$T_2$ + Hereditarily Lindelöf implies countable pseudocharacter

Question

Recently, I have been wondering about the relation between separation axioms, countable pseudocharacter, and other properties that a topological space may have. One of the questions that I had was if $T_2$ + having a countable $k$-network (or having a countable network) implies countable pseudocharacter. In my previous question (see here), where I was looking for an example of a $T_1$ space that has a countable $k$-network and that doesn't have countable pseudocharacter, this question has also been been made by @Jakobian in the comments. I also answered in the comments, but I wanted to make a new question for this result.

The following answer is the proof that I have come up with, which requires the space to be $T_2$, but just hereditarily Lindelöf.

Answer 1

Let $X$ be a $T_2$ and hereditarily Lindelöf space.

Given a point $x$ of $X$. $X \setminus \{x\}$ is Lindelöf.
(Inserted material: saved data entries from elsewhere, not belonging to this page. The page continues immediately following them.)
PR #11966, opened 2025-01-15
pen: Send virtual mouse and touch events for pen input.

### LINKED ISSUE #11948: Pen: pen events should generate virtual mouse/touch
Right now we don't generate mouse or touch events from pen input, which was intentional, but it's come to our attention that some people are using their Apple Pens on iOS as a stylus for general use--not just drawing--instead of their finger. It'll be less surprising for everyone if this generates some other input event in addition to pen data.

The question: do we want this to simulate a mouse, or touch, or both?

icculus:
This is a draft, because I need to pull this branch onto other machines to test, and I wanted to have the builders take a run at it in the meantime.

Fixes #11948.

### DIFF
--- a/src/events/SDL_mouse.c
+++ b/src/events/SDL_mouse.c
@@ -169,7 +169,15 @@ static void SDLCALL SDL_MouseTouchEventsChanged(void *userdata, const char *name
     mouse->mouse_touch_events = SDL_GetStringBoolean(hint, default_value);
 
     if (mouse->mouse_touch_events) {
-        SDL_AddTouch(SDL_MOUSE_TOUCHID, SDL_TOUCH_DEVICE_DIRECT, "mouse_input");
+        if (!mouse->added_mouse_touch_device) {
+            SDL_AddTouch(SDL_MOUSE_TOUCHID, SDL_TOUCH_DEVICE_DIRECT, "mouse_input");
+            mouse->added_mouse_touch_device = true;
+        }
+    } else {
+        if (mouse->added_mouse_touch_device) {
+            SDL_DelTouch(SDL_MOUSE_TOUCHID);
+            mouse->added_mouse_touch_device = false;
+        }
     }
 }
 
@@ -187,7 +195,15 @@ static void SDLCALL SDL_PenTouchEventsChanged(void *userdata, const char *name, 
     mouse->pen_touch_events = SDL_GetStringBoolean(hint, true);
 
     if (mouse->pen_touch_events) {
-        SDL_AddTouch(SDL_PEN_TOUCHID, SDL_TOUCH_DEVICE_DIRECT, "pen_input");
+        if (!mouse->added_pen_touch_device) {
+            SDL_AddTouch(SDL_PEN_TOUCHID, SDL_TOUCH_DEVICE_DIRECT, "pen_input");
+            mouse->added_pen_touch_device = true;
+        }
+    } else {
+        if (mouse->added_pen_touch_device) {
+            SDL_DelTouch(SDL_PEN_TOUCHID);
+            mouse->added_pen_touch_device = false;
+        }
     }
 }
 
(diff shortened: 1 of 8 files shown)


src/events/SDL_mouse.c
```diff
@@ -173,6 +173,24 @@ static void SDLCALL SDL_MouseTouchEventsChanged(void *userdata, const char *name
...
+    mouse->pen_mouse_events = SDL_GetStringBoolean(hint, true);
+}
+
+static void SDLCALL SDL_PenTouchEventsChanged(void *userdata, const char *name, const char *oldValue, const char *hint)
+{
+    SDL_Mouse *mouse = (SDL_Mouse *)userdata;
+
+    mouse->pen_touch_events = SDL_GetStringBoolean(hint, true);
+
+    if (mouse->pen_touch_events) {
```
slouken, line 189: This should probably protect against double sets and clear the touch device if this is turned off.

src/events/SDL_pen.c
```diff
@@ -363,10 +370,54 @@ void SDL_SendPenTouch(Uint64 timestamp, SDL_PenID instance_id, const SDL_Window
             event.ptouch.down = down;
             SDL_PushEvent(&event);
         }
+
+        #if SYNTHESIZE_PEN_TO_MOUSE || SYNTHESIZE_PEN_TO_TOUCH
```
slouken, line 374: Why are these ifdefs?

icculus: They were in the touch code, too. They don't have to be there.

src/events/SDL_mouse.c
icculus: Hmm...the mouse code doesn't do that either, though.  :/

src/events/SDL_pen.c
slouken: Yeah, let's yank them.

src/events/SDL_mouse.c
slouken: Hmm, okay, maybe check in as-is and we can add a bug to fix both of them.

icculus: Okay, I'm blocked on #11970, but I can clean all this up after.

src/events/SDL_pen.c
icculus: Gone in 3ec17e14f7c73747b31d2d26a82c16c0fe4212d0.

src/events/SDL_pen.c
```diff
@@ -363,10 +365,45 @@ void SDL_SendPenTouch(Uint64 timestamp, SDL_PenID instance_id, const SDL_Window
             event.ptouch.down = down;
             SDL_PushEvent(&event);
         }
+
+        SDL_Mouse *mouse = SDL_GetMouse();
+        if (mouse && mouse->pen_mouse_events) {
+            if (window) {
```
slouken, line 371: Should you move this into the previous conditional like you did below?

src/events/SDL_pen.c
```diff
@@ -492,6 +553,13 @@ void SDL_SendPenButton(Uint64 timestamp, SDL_PenID instance_id, const SDL_Window
             event.pbutton.button = button;
             event.pbutton.down = down;
             SDL_PushEvent(&event);
+
+            if (window && (pen_touching == instance_id)) {
```
slouken, line 557: Check mouse->pen_mouse_events?

icculus: Good catch, fixed in 82d97706d6e78d10d17dd81441d5af9cf09aff25.

src/events/SDL_pen.c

And, for each $y \in X \setminus \{x\}$, as $X$ is $T_2$, there exists an open neighborhood $A_y$ of $y$ in $X$ such that $x$ is not in the closure of $A_y$. As $\{A_y\}_{y \in X \setminus \{x\}}$ is an open cover of $X \setminus \{x\}$ in $X$, it has a countable subcover, and $X \setminus \{x\}$ is equal to the union of the closures of the elements of this subcover. Therefore, $X \setminus \{x\}$ is a $F_{\sigma}$ set. As a result, $\{x\}$ is a $G_{\delta}$ set.

We conclude that $X$ has countable pseudocharacter.